A Novel Peptide Antibiotic Produced by Streptomyces roseoflavus Strain INA-Ac-5812 With Directed Activity Against Gram-Positive Bacteria

Abstract

In this work, we report the isolation and detailed functional characterization for the new non-ribosomally synthesized antibiotic 5812-A/C, which was derived from metabolites of Streptomyces roseoflavus INA-Ac-5812. According to its chemical structure, the studied 5812-A/C preliminary is composed of a cyclic peptide part covalently bounded with an arabinose residue. N-terminal amino acid sequencing of the native peptide has identified its partial structure of Leu-Asp-Gly-Ser-Gly and consisting of a Tyr residue that is supposed to have a two-component peptide nature for the molecule studied. However, the structural analysis of the antibiotic complex derived from S. roseoflavus INA-Ac-5812 is still ongoing. The mechanism of action of 5812-A/C was assessed in comparison with its most related analog, the lipopeptide antibiotic daptomycin, given the presence in both antimicrobials of an L-kynurenine amino acid residue. The inhibitory activity of 5812-A/C against Gram-positive bacteria including methicillin-resistant strain of Staphylococcus aureus was similar to daptomycin. The mechanism of action of 5812-A/C was associated with the disruption of membrane integrity, which differs in comparison with daptomycin and is most similar to the antimicrobial membrane-disturbing peptides. However, 5812-A/C demonstrated a calcium-dependent mode of action. In addition, unlike daptomycin, 5812-A/C was able to penetrate mature biofilms and inhibit the metabolic activity of embedded S. aureus cells. At the same time, 5812-A/C has no hemolytic activity toward erythrocyte, but possessed weak cytotoxic activity represented by heterochromatin condensation in human buccal epithelium cells. The biological properties of the peptide 5812-A/C suggest its classification as a calcium-dependent antibiotic effective against a wide spectrum of Gram-positive pathogenic bacteria.

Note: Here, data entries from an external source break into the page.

PR #1115, opened 2020-07-28
Tech/1101/use jest puppeteer

NearW:
# Add jest-puppeteer and speed up e2e tests

_**Please read the [CONTRIBUTING.md](https://github.com/MaibornWolff/codecharta/blob/master/CONTRIBUTING.md) before opening a PR.**_

Issue: #1101 

## Description

This PR is not ready for a review yet and I encountered some issues that need further investigation.

**What has been done?**
- Added jest-puppeteer and used it's global variables for a much cleaner and faster setup and teardown
- Merged jest presets
- Refactored npm scripts for better reusability
- Reload page before every test instead of creating a new browser session
- Use expect-puppeteer-click-event, because it checks if the selector is available. This increases stability.
- Use `waitForSelector()` every time before accessing a selector to increase stability
- Removed all delays and instead use `waitForSelector` 
- **Decreased testing time from 130s to 68s**

**Future**
It would be great, if we could write our own puppeteer-api, so that when we call `page.$eval(selector)` we always call `page.waitForSelector(selector)` before. We could get rid of like 30% of the code in our PageObjects.
However, it seems like there is a problem with jest-puppeteer and babel. When passing a selector as a parameter, the selector will be undefined.

**Example**
_Before:_
```
public async isTreeViewOpen() {
	await page.waitForSelector("#tree-view")
	const treeViewClassNames = await page.$eval("#tree-view", el => el.className)

	await page.waitForSelector("#search-panel-card")
	const searchPanelClassNames = await page.$eval("#search-panel-card", el => el.className)

	return treeViewClassNames.includes("current") && searchPanelClassNames.includes("expanded")
}
```

_After:_
```
public async isTreeViewOpen() {
	return await classNameIncludes("#tree-view", "current") &&
        await classNameIncludes("#search-panel-card", "expanded")
}

async function classNameIncludes(selector:string, className: string) {
	const classNames = await getClassNames(selector)
	return classNames.includes(className)
}

async function getClassNames(selector: string) {
	await page.waitForSelector(selector)
	return await page.$eval(selector, el => el.className)
}
```


visualization/app/codeCharta/ui/searchPanelModeSelector/searchPanelModeSelector.po.ts
```diff
@@ -1,17 +1,23 @@
...
-		await delay(500)
+		const wasOpen = await this.isTreeViewOpen()
+
+		await expect(page).toClick("#tree-view", { timeout: 3000 })
+
+		if (wasOpen) {
+			await page.waitForSelector("#search-panel-card", { visible: false })
+		} else {
+			await page.waitForSelector("#search-panel-card.expanded")
+		}
```
BridgeAR, line 11: I still suggest to return `!wasOpen`. That way the test has to do less work.

Right now there's a test that looks like:

```js
expect(await searchPanelModeSelector.isTreeViewOpen()).toBeFalsy()
await searchPanelModeSelector.toggleTreeView()
expect(await searchPanelModeSelector.isTreeViewOpen()).toBeTruthy()
```

If you return `!wasOpen` it could be:

```js
const isOpen = await searchPanelModeSelector.toggleTreeView()
expect(isOpen).toBeTruthy()
```
Thus, you safe two async calls and it's less code. The same applies to the other toggle functions as well.

BridgeAR:
The branch has some conflicts.

visualization/app/codeCharta/ui/searchPanelModeSelector/searchPanelModeSelector.po.ts
NearW: If we return `!wasOpen` we don't actually know if the tree-view is actually open. We just assume that the button toggled it correctly.

```
public async toggleTreeView() {
	const wasOpen = await this.isTreeViewOpen()

	await expect(page).toClick("#tree-view", { timeout: 3000 })

	if (wasOpen) {
		await page.waitForSelector("#search-panel-card", { visible: false })
	} else {
		await page.waitForSelector("#search-panel-card.expanded")
	}
        return !wasOpen
}
```

```
it("should open and close the tree-view when clicking on the tree-view icon", async () => {
	let isOpen = await searchPanelModeSelector.toggleTreeView()
	expect(isOpen).toBeTruthy()

	isOpen = await searchPanelModeSelector.toggleTreeView()
	expect(isOpen).toBeFalsy()
})
```

We can't verify that the last `await searchPanelModeSelector.toggleTreeView()`-call actually closed the tree-view, because we just return a negation of the previous state. We can't be sure about the actual state.

visualization/app/codeCharta/ui/ribbonBar/ribbonBar.e2e.ts
```diff
@@ -61,69 +51,59 @@ describe("RibbonBar", () => {
...
-
-			expect(await ribbonBar.isPanelOpen(panel)).toBeFalsy()
+			isAreaSettingsPanelOpen = await ribbonBar.togglePanel(panel)
+			expect(isAreaSettingsPanelOpen).toBeFalsy()
 		})
 
 		it("color-metric card", async () => {
 			const panel = "color-metric"
 
 			expect(await ribbonBar.isPanelOpen(panel)).toBeFalsy()
```
BridgeAR, line 88:
```suggestion
```

visualization/app/codeCharta/ui/ribbonBar/ribbonBar.e2e.ts
```diff
@@ -61,69 +51,59 @@ describe("RibbonBar", () => {
...
-
-			expect(await ribbonBar.isPanelOpen(panel)).toBeFalsy()
+			isColorSettingsPanelOpen = await ribbonBar.togglePanel(panel)
+			expect(isColorSettingsPanelOpen).toBeFalsy()
 		})
 
 		it("edge-metric", async () => {
 			const panel = "edge-metric"
 
 			expect(await ribbonBar.isPanelOpen(panel)).toBeFalsy()
```
BridgeAR, line 100:
```suggestion
```

visualization/app/codeCharta/ui/mapTreeView/mapTreeView.level.e2e.ts
```diff
@@ -1,39 +1,28 @@
...
+		await goto()
 	})
 
 	describe("Blacklist", () => {
 		it("excluding a building should exclude it from the tree-view as well", async () => {
 			const filePath = "/root/ParentLeaf/smallLeaf.html"
 
-			await searchPanelModeSelector.toggleTreeView()
+			const isTreeViewOpen = await searchPanelModeSelector.toggleTreeView()
+			expect(isTreeViewOpen).toBeTruthy()
```
NearW, line 24: Do we really have to assert this line? togging the treeview is tested in `searchPanelModeSelector` already.

BridgeAR: I am good with not testing it again.

visualization/plop/templates/ui/po.ts.hbs
```diff
@@ -1,10 +1,7 @@
-import { Page } from "puppeteer"
-
 export class {{properCase name}}PageObject {
-	constructor(private page: Page) {
-	}
 
     public async doSomething() {
-    	return await this.page.$eval("A > CSS_SELECTOR", el => el["someAttribute"])
+        await page.waitForSelector("CSS_SELECTOR")
+    	return await page.$eval("A > CSS_SELECTOR", el => el["someAttribute"])
```
BridgeAR, line 5:
```suggestion
    	  return await page.$eval("A > CSS_SELECTOR", el => el["someAttribute"])
```

Issue #1966, opened 2021-04-28
Sonarcloud action always fails on first attempt


NearW:
# Bug

## Expected Behavior

GIVEN a triggered dependabot pipeline

WHEN the sonarcloud task runs for the first time

THEN it succeeds 

## Actual Behavior

GIVEN a triggered dependabot pipeline

WHEN the sonarcloud task runs for the first time

THEN it fails no matter what

BridgeAR:
This should also be useful for renovate.

PR #2015, opened 2021-05-20
Proposal: Allow inbuild dependabot to read secrets again(see comment)

RomanenkoVladimir:
# Dependabot cant read secrets following last update

closes: #1966

## Description

- According to this discussion:  https://github.com/dependabot/dependabot-core/issues/3253 and this migration guide: https://hugo.alliau.me/2021/05/04/migration-to-github-native-dependabot-solutions-for-auto-merge-and-action-secrets/#share-your-secrets-with-dependabot the following PR will allow dependabot to read secrets again 

- However: This represents a workaround: This proposal uses on.pull_request_target for dependabot PRs which is less secure (we can read all secrets like this). When github-actions eventually implemenents a working solution we will have to change that again if the PR is accepted. 
- Concerning dependabot secrets (new option in Settings -> Secrets): I tried it, as did people in the linked discussion and it is not working properly as of today.

### DIFF
--- a/.github/workflows/github-actions.yml
+++ b/.github/workflows/github-actions.yml
@@ -4,7 +4,7 @@ on:
   push:
     branches:
     - main
-  pull_request:
+  pull_request_target:
     branches:
     - main
 
--- a/.github/workflows/github-actions.yml
+++ b/.github/workflows/github-actions.yml
@@ -4,9 +4,12 @@ on:
   push:
     branches:
     - main
-  pull_request_target:
+  pull_request:
     branches:
     - main
+  pull_request_target:
+      branches:
+      - main
 
 jobs:
  check_prettier:
--- a/.github/workflows/github-actions.yml
+++ b/.github/workflows/github-actions.yml
@@ -1,10 +1,7 @@
 name: Tests
 
 on:
-  push:
-    branches:
-    - main
-  pull_request_target:
+  pull_request_target
 
 jobs:
  check_prettier:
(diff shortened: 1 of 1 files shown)


RomanenkoVladimir:
This is a proposal, I think in the current project and given the differentiation to only use pull_request_target on dependabot PRs we minimize the risk a bit but its still a problem:

https://github.com/dependabot/dependabot-core/issues/3253#issuecomment-842471128

and we should decide whether or not it is worth the risk in our case.

As for other solutions: Pushing empty commits/ restarting workflows by hand solves the issue but is a very ugly way to do it.
We could also migrate back away from the inbuild solution for now, while we wait for a proper implementation by github

RomanenkoVladimir:
I took another look and found out that it is indeed connected to the automerge/autoapprove issue
We are faced with the same problem, according to this comment by the dependabot author: 
https://github.com/dependabot/dependabot-core/issues/3253

I add a short update to that in a moment

RomanenkoVladimir:
Hm, so seems like this is more of a problem then anticipated
I would really like to avoid running auto-merges as a fork due to security reasons, also there is some discussion about it breaking the pipeline due to missing secrets on main.
Furthermore our automerge action is rather outdated, what aobut using: "https://github.com/ahmadnassri/action-dependabot-auto-merge" instead (this would however require a fork context)
Another option would be to try "https://github.com/koj-co/dependabot-pr-action", they seem to get around the issue, but I would need to investigate some more

BridgeAR:
@RomanenkoVladimir are you certain the latter works? Their own dependabot PRs are not merged anymore?

RomanenkoVladimir:
Closing this PR due to the solution being too insecure and superseeded by https://github.com/MaibornWolff/codecharta/pull/2018

Issue #353, opened 2019-02-15
Dragging/Rotating the map does not work when mouse is near viewcube


mrpatpat:
# Bug

Dragging/Rotating the map does not work when mouse is near viewcube. The right events need to be propagated to the codemap and/or the three orbit controls

## Expected Behavior

Dragging the map near the viewcube rotates the map.

## Actual Behavior

Dragging the map near the viewcube does nothing.

NearW:
https://stackoverflow.com/questions/46667197/three-js-orbitcontrols-not-working-when-dom-element-is-positioned-over-the-scene

RomanenkoVladimir:
@DmytroHutkin this currently breaks any user interactions PTAL

PR #2028, opened 2021-05-31
Fix/353/map rotation not working near cube

Shivan-997:
# map rotation not working near cube

closes: #353 

## Description
  - Dragging/Rotating the map does not work when mouse is near viewcube.


RomanenkoVladimir (approved):

RomanenkoVladimir:
still needs fixing

PR #2053, opened 2021-06-20
fix: wsl pre-hook

shaman-apprentice:
otherwise sh is used despite "#!/usr/bin/env bash" which has no fancy if "[["


ngormsen (approved):
LGTM

PR #2065, opened 2021-06-23
Feature/1954/loading map should not replace old ones

### LINKED ISSUE #1954: Loading a new map should add that map to known ones instead of replacing the former one
# Feature request

## Description

As a user, I want to keep old maps so that I safe time when comparing maps in multiple mode.

## Acceptance criteria
- Loading a new map does not remove already existing maps anymore
- The new maps are the only "active" maps (as implemented currently)
- The map dropdown list receives a garbage bin icon to remove loaded maps to safe memory

ngormsen:
# Loading new files does no longer replace old ones.

Closes #1954 

## Description
    -   Opening new files does no longer remove old ones
    -   Already loaded files can be individually removed.
    -   The 'Multiple' view will select the latest files.


RomanenkoVladimir (commented):
Talked about a few smaller changes in pairing.
LGTM else

PR #2079, opened 2021-06-30
Fix building selection #2070

### LINKED ISSUE #2070: Selection of a building doesn't open its sidebar
# Bug

## Expected Behavior

When I click on a building the side bar with its metrics is opened

## Actual Behavior
Nothing happens

## Screenshots

image

1. Checkout main
2. `npm ci && npm run dev`
3. Click on any building of the default map

## Hints
- reverting to before https://github.com/MaibornWolff/codecharta/commit/95e18e2ef92265c497ee46b7e88f8452665736f0, it works fine

ngormsen:
# Restore correct behaviour when clicking on a building

closes #2070 

## Description

Quick fix as suggested by @shaman-apprentice in #2070 to restore the correct behaviour when clicking on a building.

I will open a separate issue for adding tests to rule out the bug in the future.


ngormsen:
Newly created issue for adding tests to avoid the bug in the future: #2080

BridgeAR (commented):
Thanks for the quick fix. I understand that the intention is to fix the issue immediately and then add tests. The issue has not been released though and as such I would rather have a test added right away.

RomanenkoVladimir:
I would advise against this change if possible
updateHovering will call a lot of functions in cascading function, which would be really expensive
what update introduced this bug?

RomanenkoVladimir (approved):

PR #2099, opened 2021-07-07
Feature/1520/show max value instead of infinite

### LINKED ISSUE #1520: Label on Code Coverage shows infinite instead of 100
# Max value of line_coverage shows as 'infinite' instead of '100'

## Legend should show e.g. >67 to 100
Select line_coverage as one of the dimensions of the charta charta

## Actual Behavior
Legen shows 'infinite' instead of 100

## Screenshots
Legend

See above

ngormsen:
# Replace infinite in legend panel with max metric value

Closes #1520 

## Description

  - Replace infinite with the same max metric value that is shown in the threshold slider
  - Some minor visual improvements as mentioned in the issue

## Screenshots or gifs

image
image

### DIFF
--- a/CHANGELOG.md
+++ b/CHANGELOG.md
@@ -7,6 +7,10 @@ and this project adheres to [Semantic Versioning](http://semver.org/)
 
 ## [unreleased] (Added 🚀 | Changed | Removed 🗑 | Fixed 🐞 | Chore 👨‍💻 👩‍💻)
 
+### Added 🚀
+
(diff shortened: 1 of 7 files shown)


RomanenkoVladimir (commented):
LGTM, however we extended the issue to include the color metric top bar as well, to avoid potential confusion
Also please add a Changelog entry

RomanenkoVladimir (approved):
LGTM, however we have a lot of duplication between colorSettingsPanel and legendPanel, while keeping each component as separate as possible is important we currrenly need to update information twice, as noticed in the first review, which results in an increased errror probability.
Maybe we should refactor this in the future?

PR #2100, opened 2021-07-08
Fix/1312/calculate metrics only once

### LINKED ISSUE #1312: Only calculate metrics once
# Bug

## Expected Behavior

GIVEN a map

WHEN it's loading or the user e.g., blacklists something

THEN the metrics are calculated once

## Actual Behavior

The metrics are currently calculated six times during loading and this is one of the main performance issues.

1. Profile
1. Load a map
1. Check the profile

## Specifications
- CodeCharta Version: 1.57.4

ngormsen:
# Calculate metrics only once

Closes #1312 

## Description
 
- The metrics are currently calculated six times during loading and this is one of the main performance issues as noted in #1312.
- With debounce the metrics are only calculated once which reduces the time of `loadFiles` with a big map like [Apache OpenOffice](https://maibornwolff.github.io/codecharta/showcase/aoo/) from 4.5 seconds to 2.6 consistently during my tests.
- This seems like an easy fix. If anyone sees any possible problems that could occur by introducing this change please let me know.

## Screenshots or gifs
image
image

Sorry for the screenshot quality.

### DIFF
--- a/CHANGELOG.md
+++ b/CHANGELOG.md
@@ -9,7 +9,11 @@ and this project adheres to [Semantic Versioning](http://semver.org/)
 
 ### Added 🚀
 
--   Custom metric scenarios which include the 'Color-Metric' (rloc) will now also save any changes made to the color scheme.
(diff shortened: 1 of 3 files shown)


RomanenkoVladimir (approved):
Great workaround, although we will need to fix this properly by adressing our event handling in the future

PR #2298, opened 2021-07-14
Refactor/migrate first component

### LINKED ISSUE #2270: Migrate /app/codeCharta/ui/sortingButton/sortingButton.component.ts

### LINKED ISSUE #2290: Enable dual bootstrapping of AngularJS and Angular
As a Developer I want to be able to partial replace AngularJS through Angular, so that:
- We always have a working version
- Main and migration work don't diverge
- Work can be parallelized

For that we need to dual bootstrap AngularJS and Angular.

### LINKED ISSUE #2291: Nice way of connecting Angular to Redux
There is currently no nice way to connect an Angular component to Redux. Using [angular-redux-connect](https://github.com/rynrn/angular-redux-connect) we still need to manually add and type properties, what is unnecessary boiler code and adds potential error sources.

The goal is to have an utility like [react-redux's connect](https://react-redux.js.org/api/connect) with strong types.

### LINKED ISSUE #2293: Improve tests for new Angular components
As a developer I want tests with no false positive nor false negative. Current test approach of AngularJS controllers has the following flow described by the example of **app/codeCharta/ui/sortingButton/sortingButton.component.spec.ts**:

## False positive
If its template would e.g. bind `ng-click="$ctrl.onButtonClickWithTypo()"` the tests would still be green.

## False negative
If we would e.g. rename `onButtonClick` to `onClick` the tests would fail, as they try to directly call implementation detail `onButtonClick`.

# Solution: Utilize @testing-library/angular
[@testing-library/angular](https://testing-library.com/docs/angular-testing-library/intro/) is an approach to avoid exactly that flaw. The goal of this ticket is to integrate @testing-library/angular for new Angular components.

shaman-apprentice:
# Migrate first component (sortingButton) for real

Closes #2270 
Closes #2290
Closes #2291
Closes #2293

This PR migrates the sortingButton.component.ts (#2270) as first migrated component and introduces:
- Dual booting of AngularJS and Angular (#2290)
- A nice way for connecting Angular to redux store (#2291)
- [@testing-library/angular](https://testing-library.com/docs/angular-testing-library/intro/) (#2293)


visualization/app/codeCharta/ui/sortingButton/sortingButton.component.spec.ts
```diff
@@ -1,57 +1,23 @@
...
-	}
+	it("should toggle SortingOrderAscending on click", async () => {
+		await render(SortingButtonComponent)
+		const initialSortingOrder = sortingOrderAscendingSelector(Store.store.getState())
+		expect(initialSortingOrder).toBe(false)
 
-	function rebuildController() {
-		sortingButtonController = new SortingButtonController($rootScope, storeService)
-	}
+		const button = screen.getByTitle("Toggle sort order (currently descending)")
```
NearW, line 17: move title to variable.

use `screen.getByRole("button")` instead

visualization/app/codeCharta/ui/sortingButton/sortingButton.component.ts
```diff
@@ -1,34 +1,18 @@
...
-		SortingOrderAscendingService.subscribe(this.$rootScope, this)
-	}
-
-	onSortingOrderAscendingChanged(sortingOrderAscending: boolean) {
-		this._viewModel.orderAscending = sortingOrderAscending
-	}
+const ConnectedClass = connect((state: CcState) => ({ orderAscending: sortingOrderAscendingSelector(state) }), { setSortingOrderAscending })
 
+@Component({
+	selector: "cc-sorting-button",
```
NearW, line 11: Why the `cc-` prefix? use `sorting-button` or `sorting-button-component` instead

visualization/package.json
```diff
@@ -118,13 +125,17 @@
 		"shelljs": "^0.8.4",
 		"three": "^0.126.1",
 		"three-orbit-controls": "^82.1.0",
-		"typescript-json-schema": "^0.50.0"
+		"typescript-json-schema": "^0.50.0",
+		"zone.js": "^0.11.4"
```
NearW, line 129: is this required?

NearW (approved):

visualization/app/codeCharta/ui/sortingButton/sortingButton.component.ts
shaman-apprentice: if I recall correctly product / company prefix is best practice for custom elements. They have to be unique and it "avoids" name clashes in case of multiple custom elements from different providers. It is also less verbose than component and ensures that each component has a dash, which is required.

visualization/package.json
shaman-apprentice: yes, zone.js is a peer dependency, which needs to be loaded before Angular.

Keywords: Streptomyces roseoflavus; anti-biofilm action; calcium-depending antibiotic; daptomycin; lipoglycopeptide antibiotic; peptide antibiotic.

FIGURE 1

Analytical reversed-phase HPLC analysis of INA-5812 antibiotic concentrate. (A) A profile is presented at 214 nm; (B) at 364 nm. Elution peak corresponding to 5812-A/C is marked by a black arrow.

FIGURE 2

The dependence of the inhibitory activity of antibiotics on the concentration of calcium in the medium. The MIC of 5812-A/C and daptomycin against S. aureus 209P was assessed at various concentrations of calcium, and the inhibition of 5812-A/C was found to be calcium-dependent.

FIGURE 3

Evaluation of membrane disturbance of S. aureus 209P using Live/Dead fluorescent dyes and agar-drop assay. (a,d,g,j) Intensity of SYTO 9 fluorescence. If bacterial membranes are permeabilized, propidium iodide penetrates into the cell. What follows is SYTO 9 getting displaced from nucleic acids, which leads to a decrease in fluorescence intensity in the green region (505–540 nm) of the spectrum. (b,e,h,k) Epifluorescence microscopy images of S. aureus 209P after 1 h of treatment. (c,f,i,l) Cell’s viability after exposure with antibiotics for 1 h. 5812-A/C (a–c), nisin (d–f), daptomycin (g–i), vancomycin (j–l). 1—The moment of introduction of the fluorophore; 2—the moment of introduction of the antibiotic. *Indicate significant differences at p < 0.05.

FIGURE 4

Antimicrobial activity of 5812-A/C against S. aureus 209P in preformed biofilms. Inhibition of the metabolic activity (TTC assay) of S. aureus cells, which are embedded in biofilm matrix compared with untreated samples. Treatment with: 5812-A/C (A), daptomycin (C), nisin (E); biofilm biomass (crystal violet assay) after the treatment with: 5812-A/C (B), daptomycin (D), nisin (F). *Indicate significant differences at p < 0.05.

FIGURE 5

Cytotoxic properties of 5812-A/C in relation to prokaryotic cells. Hemolytic activity of 5812-A/C, daptomycin, and indolicidin to human erythrocyte (A). Designations: NC—negative control (0.9% solution of NaCl); assay was repeated in triplicate, and percentage of hemolysis is expressed as mean ± SD. Influence of 5812-A/C on heterochromatin condensation located in the nuclei of human buccal epithelium cells (B).